Bannerman Energy Limited has announced a revised estimate for the pre-production capital costs for its Etango-8 uranium project in Namibia, reflecting an 11.3% increase from the previous estimate, this represents an increase of US$36 million (N$673 million).
The latest control budget estimate (CBE) has set pre-production costs at US$353.5 million (N$6.6 billion), up from US$317.5 million (N$5.9 billion) in the 2022 Definitive Feasibility Study (DFS).
“The transition from DFS to CBE has provided us with a more detailed and accurate cost outlook, ensuring that our project remains robust and viable despite the cost adjustments,” said Bannerman Executive Chairman Brandon Munro.
The increase includes US$21.6 million (N$404 million) due to design improvements such as increased freshwater storage, a redesigned secondary crusher circuit, and a new ripios disposal system.
Munro said these enhancements deliver cost efficiencies and reduce operating risks.
Meanwhile, inflation has added US$35.1 million (N$657 million) to costs, influenced by higher contractor rates and material prices.
“Cost increases attributable to inflation account for a significant portion of the rise in pre-production capital costs,” noted Munro.
Favourable foreign exchange impacts have reduced the overall increase by US$20.6 million (N$385 million).
“The revised long-term USD-NAD assumption represents a modest weakening against the previous estimate, contributing to the reduction in projected costs,” Munro said.
Furthermore, operating costs have been adjusted, with a 2.6% increase in the all-in sustaining cost to US$39.09 per pound of uranium.
Bannerman Chief Executive Officer, Gavin Chamberlain, said the early development of the Etango-8 project is progressing well, with positive outcomes from the FEED and CBE processes.
“The FEED work has confirmed the high quality of the technical evaluation and design, as detailed in the December 2022 DFS. Finalising the CBE has demonstrated the robustness of the DFS cost estimates, evidenced by the lack of significant increases in forecast construction or operating costs,” he said.

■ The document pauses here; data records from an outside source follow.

Issue #2387, opened 2026-08-09
bug(python): no imports edges emitted, and aliased module calls (import x as y; y.f()) resolve to nothing


carlos-alm:
## Summary

Two distinct Python resolution defects, both confirmed on a minimal fixture and independently observed across four Optave Python repos during the org rollout:

1. **Python produces no `imports` edges at all.** File-level dependency analysis (`deps`, `impact`, `map` fan-in/out) is therefore blind for Python.
2. **`import mod as alias` + `alias.func()` produces no `calls` edge**, so the callee is classified `dead-unresolved`. The `from mod import func` form resolves correctly.

## Reproduction

```python
# lib.py
def strip_block(text):
    return text.strip()

def helper():
    return 1
```

```python
# consumer.py
import lib as L
from lib import helper

def run(out):
    helper()
    return L.strip_block(out)
```

```console
$ codegraph build
Native build orchestrator completed: 7 nodes, 8 edges, 2 files

$ # edge kinds in the resulting graph:
    5  contains
    2  parameter_of
    1  calls          <- only helper(); L.strip_block() produced nothing
                      <- and there is no `imports` edge of any kind

$ codegraph where strip_block
f strip_block [dead-unresolved]  lib.py:1
  No uses found

$ codegraph where helper
f helper [core]  lib.py:4  (exported)
  Used in: consumer.py:4
```

`strip_block` is called on line 6 of `consumer.py`. It is reported dead.

For contrast, this repo's own TypeScript self-build produces `imports 1958` and `imports-type 1351` edges, so the `imports` edge kind works — it just never fires for Python.

## Independent confirmation across real repos

| Repo | Observation |
|---|---|
| `data-analytics-pipeline-svc` | 413 Python files, 21,802 edges, **zero `imports` edges**. All 3,092 `calls` edges resolved via `ts-native` only — no contribution from import-aware resolution. `deps` reports `Imports (0)` on files with 8 real `from pipeline...` imports. Uses the PyPA-standard "src layout" (`pyproject.toml` → `packages = ["src/pipeline"]`, `pythonpath = ["src","scripts"]`). |
| `ops-development-tool` | `import blocked_label_sync as bls` then `bls.strip_block(...)` — cross-file caller missing from `codegraph context`. `deps` reports `Imports (0)`; `impact` reports no dependents; `where <module>` finds no symbol. |
| `data-retrieval-storage-svc` | 332 Python files, caller coverage 27.0%. |
[...]

Issue #2217, opened 2026-08-02
Rust crate-root discovery doesn't parse Cargo.toml [[bin]]/[[example]]/[[test]]/[[bench]] path overrides


carlos-alm:
## Context

#2007 added `crate::`/`self::`/`super::` resolution to both engines, including (in a follow-up commit on that PR) recognizing standalone Cargo targets by directory-name convention (`src/bin/foo.rs`, `examples/foo.rs`, `tests/foo.rs`, `benches/foo.rs` each being treated as their own independent crate root).

Greptile correctly noted this convention-based approach cannot identify a target declared in `Cargo.toml` at a **custom** path, e.g.:

```toml
[[bin]]
name = "tool"
path = "custom/location/tool.rs"
```

A file at `custom/location/tool.rs` compiles as its own independent crate (same as a conventional `src/bin/tool.rs`), but `findRustCrateRoot`/`find_rust_crate_root` has no way to know this without reading `Cargo.toml` — it would walk up `custom/location/`'s ancestor chain looking for `main.rs`/`lib.rs` and, if one exists elsewhere in the project, wrongly attribute the custom target's `crate::` paths to that unrelated crate.

## Why this is out of scope for #2007

This is the same class of limitation as the `#[path]` attribute override case already documented in `resolveRustUsePath`'s doc comment (a convention-based, known-files-only resolver cannot model overrides that require reading additional source/metadata beyond the file tree) — not a regression, but an inherent boundary of the current design. Closing it requires:

- Parsing `Cargo.toml` (and any path-dependency/workspace-member `Cargo.toml`s) for `[[bin]]`/`[[example]]`/`[[test]]`/`[[bench]]` sections with an explicit `path = "..."` field.
- Building a custom-target-path → crate-root map from that, and consulting it in `findRustCrateRoot`/`find_rust_crate_root` before falling back to directory-convention.
- A TOML parser dependency on both the TS and Rust sides if one isn't already available for this purpose.

This is a materially different mechanism (metadata parsing, not file-tree convention) from #2007's resolver-logic fix — filing separately per repo scope-discipline.

PR #2458, opened 2026-08-11
fix(watcher): watch mode refreshes package.json exports/workspace caches

### LINKED ISSUE #2290: Watch mode never refreshes package.json exports/workspace caches during incremental rebuilds (both engines)
## Summary

Both engines' incremental/watch-mode rebuild path only populates the `package.json` `exports` cache and the workspace-detection map **once**, at the start of a full build (`setWorkspaces()` in resolve.ts / `pipeline_setup` + the `resolve_imports` batch FFI entry point in resolve.rs) — and never refreshes either cache for the lifetime of a watch session. If a dependency or workspace package's `package.json` changes (its `exports` field, or its workspace membership) while `codegraph build --watch` is running, subsequent incremental single-file rebuilds keep resolving imports against the stale, originally-cached data until the process restarts (i.e. the next full build).

## Confirmed symmetric across engines

- **TS/WASM**: `src/domain/graph/watcher.ts` → `rebuildFile()` (`src/domain/graph/builder/incremental.ts`) has zero calls to `detectWorkspaces()`/`setWorkspaces()`/`clearExportsCache()`. `_exportsCache`/`_workspaceCache` are populated once by the full-build pipeline and never touched again during watch mode.
- **Native**: the single-import FFI entry point used by the incremental rebuild path (`resolve_import` in `lib.rs`) intentionally does not call `reset_workspace_resolved_paths()` or `clear_exports_cache()` — only the batch entry point (`resolve_imports`) and `pipeline_setup` do, both full-build-only call sites.

Both engines share the exact same characteristic, so this is not a native/WASM divergence — a native port mirroring this (rather than clearing on every single incremental call, which would defeat the purpose of the cache and force a `package.json` re-read/re-parse on every file save) is the *correct* parity behavior given the existing design.

## Impact

Low-to-moderate: only affects long-running `--watch` sessions where a dependency's `package.json` changes mid-session (e.g. `npm install` of an updated package, or editing a workspace package's `exports` field) without the user restarting the watcher. The graph will resolve against stale exports/workspace data until the next full rebuild.

## Suggested fix

Watch mode would need to detect `package.json` changes specifically (in addition to source file changes it already watches) and trigger either a full rebuild or a targeted cache invalidation (`clearExportsCache()`/`clear_exports_cache()`, and re-running `detectWorkspaces()`/re-supplying the workspace map) when one changes. This is a watcher-level architecture change affecting both engines equally, not a resolver-level fix.

## Discovery context

Found via Greptile review on #2060 (native package.json `exports`-field resolution port) — flagged against the native single-import entry point specifically, but confirmed via direct inspection that the WASM/JS engine has the identical limitation in its own incremental rebuild path. Filing as its own issue since fixing it means changing watch mode's change-detection scope for both engines, not something in scope for a resolver-parity port.

carlos-alm:
## Summary

Closes #2290

Both engines' incremental rebuild path only populated the `package.json` `exports` cache and the workspace-detection map **once**, at the start of a full build, and never refreshed either for the lifetime of a watch session. If a dependency's or workspace package's `package.json` changed while `codegraph build --watch` was running, subsequent incremental rebuilds kept resolving imports against the stale, originally-cached data until the process restarted.

## Fix

Two changes, deliberately split by cost:

- **`clearExportsCache()`** (cheap: a plain `Map#clear`, now also clearing the native side via a new `clear_exports_cache` NAPI export) is called **unconditionally** in `rebuildFile`, once per rebuild of any file — mirroring the existing Cargo.toml/pyproject.toml precedent (#2217, #2387). A dependency's `exports` field can change independent of any workspace membership, including a plain `node_modules` package the watcher never observes at all (by design).
- **Workspace-map re-detection** (`detectWorkspaces()`/`setWorkspaces()`, potentially expensive in a large monorepo since it re-globs and re-reads every workspace package's manifest) is **gated** on the watcher actually observing a `package.json` change inside the watched tree — detected in both the native `fs.watch` callback and the polling loop, to avoid a per-keystroke re-scan cost.

The native engine has no workspace cache of its own — it's passed the map fresh from the TypeScript side (`getWorkspacesForNative`) on every call — so refreshing it on the TS side alone is sufficient for both engines.

## Test plan

- [x] New unit tests (`tests/unit/watcher-workspace-refresh.test.ts`): a workspace package's `exports` field change, a new workspace package added mid-session, and a plain non-workspace dependency's `exports` change — each locks in the exact stale-resolution bug (asserting the OLD result persists without a refresh) before proving the fix (asserting the NEW result appears after calling `refreshWorkspaceAndExportsCaches`). Plus dedicated tests for the shared `diffMtimes` polling-diff helper.
- [x] Verified every new test by temporarily no-op'ing `refreshWorkspaceAndExportsCaches` and confirming all 3 behavior tests fail with the exact stale/missing result the issue describes, then restoring.
- [x] Existing watcher tests (`watcher-flush.test.ts`, `watcher-rebuild.test.ts`) still pass — no regression to `rebuildFile`'s existing behavior.
- [x] Full test suite (native addon + dist rebuilt from source in this worktree): 316 files / 5118 tests passed.
- [x] `npm run lint` / `cargo fmt --check`: clean.
- [x] `codegraph diff-impact --staged`: 10 functions changed, 8 callers affected across 3 files — matches the watcher-focused scope exactly.

### DIFF
--- a/crates/codegraph-core/src/lib.rs
+++ b/crates/codegraph-core/src/lib.rs
@@ -184,6 +184,19 @@ pub fn clear_python_import_roots_cache() {
     domain::graph::resolve::clear_python_import_roots_cache();
 }
 
+/// Clear the native package.json `exports` cache (issue #2290) — called from
+/// the JS-side `clearExportsCache()` (`resolve.ts`) for the same reason as
+/// the Cargo/Python caches above: `resolve_import`, the single-import entry
+/// point `rebuildFile` uses, does not self-clear per build the way the batch
+/// `resolve_imports` entry point does. Unlike the workspace *map* (which
+/// native never caches itself — it's passed in fresh on every call from the
+/// JS side's own `_workspaceCache`), this `exports` cache is internal to the
+/// native resolver and needs its own explicit clear.
+#[napi]
+pub fn clear_exports_cache() {
+    domain::graph::resolve::clear_exports_cache();
+}
+
 /// Compute proximity-based confidence for call resolution.
 #[napi]
 pub fn compute_confidence(
--- a/src/domain/graph/builder/incremental.ts
+++ b/src/domain/graph/builder/incremental.ts
@@ -28,6 +28,7 @@ import type {
 import { parseFileIncremental } from '../../parser.js';
 import {
   clearCargoTargetOverridesCache,
+  clearExportsCache,
   clearPythonImportRootsCache,
   computeConfidence,
   resolveImportPath,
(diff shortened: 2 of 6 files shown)


carlos-alm:
@greptileai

Additionally, he noted that the moderate increase in forecast pre-production capital is attributed to design enhancements that deliver cost efficiencies and reduce operating risks.
This comes as Bannerman has started detailed design works for Etango-8, with early works on the access road and construction water pipelines progressing well and slated for completion in July.
“The early development of our Etango-8 project is progressing well, with positive outcomes from the FEED and CBE processes,” said Chamberlain.